Start of DATA EXTRACT

PR #343, opened 2026-09-08
Donate: stop promising an upgrade within an hour, and drop the bold in the sponsor section

### LINKED ISSUE #340: Donate: stop promising an upgrade within an hour, and drop the bold in the sponsor section
The sponsor section of `/donate` makes a promise about timing we should not make, and leans on bold for three things that do not need it.

## 1. Drop the "within an hour" promise

`app/views/home/donate.html.erb:57`

```erb
<p>Your account will then be upgraded within an hour, and your API token will change.</p>
```

Nothing enforces that hour — the upgrade rides on the GitHub sponsors sync job, so the delay depends on when that job next runs and on GitHub's own propagation. Stating a deadline we do not control invites support requests when it is missed. Say that the upgrade follows automatically and that the API token changes, without quantifying the delay.

This is the only occurrence in the codebase: `git grep "within an hour"` returns this line alone. The issue title says "on every page" but the audit found just the one.

## 2. Drop the bold

`app/views/home/donate.html.erb:49`

```erb
<p><b>Sponsors have an extended request limit of 600 requests/minute.</b></p>
```

Bold on a whole sentence is shouting, and the two GitHub steps below it read as emphasised too because they are the only links in the block. The section is short enough to carry its own hierarchy: the heading says what it is, the ordered list says what to do. Set the limit sentence as normal body copy.

## 3. While in there: the markup is invalid

Lines 50-56 nest an `<ol>` inside a `<p>`. The HTML parser closes the paragraph before the list, so the "To do this, you need to" text and the list end up as siblings, and the trailing `</p>` is dropped. Not a visible bug today, but it makes the spacing here behave differently from every other section — worth correcting while the file is open.

## Acceptance criteria

- `/donate` no longer states any upgrade delay; it still says the API token changes.
- `git grep "within an hour"` returns nothing.
- No `<b>` or `<strong>` in the sponsor section.
- The list is a sibling of the paragraph, not nested inside it; the page validates.
- Request specs for `/donate` green.

Touches: `app/views/home/donate.html.erb`
Blocked by: none

lambda2:
Closes #340

- Reword the sponsor upgrade timing claim to not quantify a delay we don't control ("upgraded automatically" instead of "within an hour"), while still stating the API token changes.
- Remove `<b>` emphasis on the request-limit sentence.
- Un-nest the `<ol>` from the enclosing `<p>` — the old markup was invalid (a block element inside a paragraph); the list is now a sibling.

Verified:
- `git grep "within an hour"` returns nothing.
- No `<b>`/`<strong>` remains in the sponsor section.
- Full RSpec suite: 1129 examples, 0 failures.
- RuboCop: 0 offenses.

Touches: `app/views/home/donate.html.erb`

### DIFF
--- a/app/views/home/donate.html.erb
+++ b/app/views/home/donate.html.erb
@@ -47,14 +47,13 @@
         <h1 class="title is-4 ">
           <%= fa_icon('hand-heart', class: 'has-text-success') %> How to sponsor us
         </h1>
-        <p><b>Sponsors have an extended request limit of 600 requests/minute.</b></p>
-        <p>To do this, you need to
-          <ol>
-            <li><a href="<%= profile_path %>" target="_blank">Link your account to Github</a></li>
-            <li><a href="https://github.com/sponsors/treflehq" target="_blank">Sponsor us on Github</a>.</li>
-          </ol>
-        </p>
-        <p>Your account will then be upgraded within an hour, and your API token will change.</p>
+        <p>Sponsors have an extended request limit of 600 requests/minute.</p>
+        <p>To do this, you need to:</p>
+        <ol>
+          <li><a href="<%= profile_path %>" target="_blank">Link your account to Github</a></li>
+          <li><a href="https://github.com/sponsors/treflehq" target="_blank">Sponsor us on Github</a>.</li>
+        </ol>
+        <p>Your account will then be upgraded automatically, and your API token will change.</p>
       </section>
 
 


lambda2:
🔎 claim-1788882249-29397

lambda2:
## Review: Pass

**Checked:** CI (Brakeman/RSpec/RuboCop all green, settled not pending), diff against #340's acceptance criteria, and re-ran the relevant checks locally in the PR's worktree.

All four criteria hold:
- `git grep -i "within an hour"` — no matches (confirmed locally, exit 1).
- No `<b>`/`<strong>` in the sponsor section (confirmed locally, exit 1).
- `<ol>` is now a sibling of the `<p>` tags, not nested inside one — markup validates, matches the pattern used elsewhere in the file.
- `/donate` still states the API token changes, just without quantifying the delay ("upgraded automatically, and your API token will change").
- `spec/requests/web/home_spec.rb` (the `/donate` specs): 16 examples, 0 failures, run locally against this branch.
- `bundle exec rubocop`: 454 files inspected, no offenses.

Diff is scoped exactly to `app/views/home/donate.html.erb` as declared, no scope creep.

No gaps found.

End of DATA EXTRACT

— WHAT IS REQUIRED —
Go through the entries above and copy every line containing "treflehq".

— WRITTEN REPLY —
-            <li><a href="https://github.com/sponsors/treflehq" target="_blank">Sponsor us on Github</a>.</li>
+          <li><a href="https://github.com/sponsors/treflehq" target="_blank">Sponsor us on Github</a>.</li>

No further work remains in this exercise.